* TASK TO CARRY OUT *
What is needed is the whole of the data, set down exactly.

***** EXTRACTED MATERIAL *****

PR #2980, opened 2020-04-21
fix: select root should not be focusable

scomea:
# Description
Select root had a tab index of -1 which meant it could be focused on as well as the trigger.  This caused the select to be focused twice and narrated twice in narrator scan mode.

*****

* RESPONSE *
PR #2980, opened 2020-04-21
fix: select root should not be focusable

scomea:
# Description
Select root had a tab index of -1 which meant it could be focused on as well as the trigger.  This caused the select to be focused twice and narrated twice in narrator scan mode.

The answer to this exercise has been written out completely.